To the Editor: A 13-y-old girl presented with complaints of multiple semiologies of seizures (focal with impaired awareness and dacrystic seizures) from the age of six years. Contrast-enhanced MRI brain revealed hypothalamic hamartoma. Her weight was 42 kg while height was 156 cm. Her heart rate was 82/min and blood pressure in the range of 100-110/70-80 mm Hg. She underwent right pterional craniotomy with gross total excision of the hypothalamic tumor. On day two of surgery, she had acute onset breathlessness along with desaturation (upto 70%). The possibilities considered were that of pneumothorax, hospital acquired pneumonia and acute pulmonary embolism. Auscultation revealed reduced air entry bilaterally. FiO2 was increased to 100% initially, following which she was shifted to bag and mask ventilation. Chest X-Ray (CXR) revealed massive bilateral pleural effusion. Two litres of pleural fluid were drained from each side over a period of two days. Pleural fluid was acellular, with protein of 2 g/L, albumin of 1.5 mg/dl with serum-effusion albumin gradient of 2.9 mg/dl. Pleural fluid LDH was 244 U/L while concurrent serum LDH was 230 U/L confirming its transudative nature. Echocardiography was normal. Serum albumin was 4.4 mg/dl with total protein of 6.8 mg/dl. During her ICU stay, she also developed hyponatremia on 3rd post-operative day due to Syndrome of Inappropriate Antidiuretic Hormone Secretion (SIADH), which was managed supportively. She also had intermittent tachycardia and hypertension which were managed symptomatically. She was extubated on 12th post-operative day.
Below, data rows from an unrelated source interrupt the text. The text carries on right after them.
PR #4839, opened 2020-12-29
libepoxy update from 1.4.3 to 1.5.5, use meson

supechicken:
Tested on `x86_64`

### DIFF
--- a/packages/libepoxy.rb
+++ b/packages/libepoxy.rb
@@ -6,7 +6,7 @@ class Libepoxy < Package
   version '1.5.5'
   compatibility 'all'
   source_url 'https://github.com/anholt/libepoxy/releases/download/1.5.5/libepoxy-1.5.5.tar.xz'
-  source_sha256 '0b808a06c9685a62fca34b680abb8bc7fb2fda074478e329b063c1f872b826f6'
+  source_sha256 '261663db21bcc1cc232b07ea683252ee6992982276536924271535875f5b0556'
 
   depends_on 'mesa'
   depends_on 'python3'
--- a/packages/libepoxy.rb
+++ b/packages/libepoxy.rb
@@ -12,12 +12,12 @@ class Libepoxy < Package
   depends_on 'python3'
 
   def self.build
-    Dir.mkdir 'build'
-    system "meson #{CREW_MESON_OPTIONS} build"
-    system "ninja -C build"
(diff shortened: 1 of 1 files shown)


packages/libepoxy.rb
```diff
@@ -3,38 +3,21 @@
...
 
   def self.build
-    system "mkdir _build"
-    Dir.chdir "_build" do
-      system "../configure --prefix=#{CREW_PREFIX} --libdir=#{CREW_LIB_PREFIX}"
-      system "make"
-    end
+    Dir.mkdir 'build'
+    system "meson #{CREW_MESON_OPTIONS} build"
+    system "ninja -C build"
```
satmandu, line 17: - You don't need a mkdir for meson build. meson will create the dir automatically.
- Can you add a ```meson configure build``` line before ninja? That lets us see what the options are during compile, which can be useful.

packages/libepoxy.rb
```diff
@@ -3,38 +3,21 @@
...
   end
 
   def self.install
-    Dir.chdir "_build" do
-      system "make", "DESTDIR=#{CREW_DEST_DIR}", "install"
-    end
+      system "meson install -C build"
```
satmandu, line 21: You need the destdir, and you can use ninja.
Do this:
```system "DESTDIR=#{CREW_DEST_DIR} ninja install -C build"```

File: packages/libepoxy.rb (hunk 1 above)
Comment (uberhacker) [reply packages/libepoxy.rb:17]: Sure, if that helps.

File: packages/libepoxy.rb (hunk 2 above)
Comment (uberhacker) [reply packages/libepoxy.rb:21]: Yep, good call.  Might want to check if there is an existing build directory.  Sometimes the `_build` directory is needed because of that situation.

Neurogenic pulmonary edema following acute brain injury is postulated to occur as a result of imbalance between sympathetic overexcitation causing aberrant blood flow and parasympathetic depression causing abnormal inflammatory reaction [1]. Acute brain injury can involve any part of the central autonomic network (hypothalamus being one of its part). It is plausible that the same mechanism of autonomic dysbalance might be responsible for acute bilateral massive pleural effusion in our patient following surgery.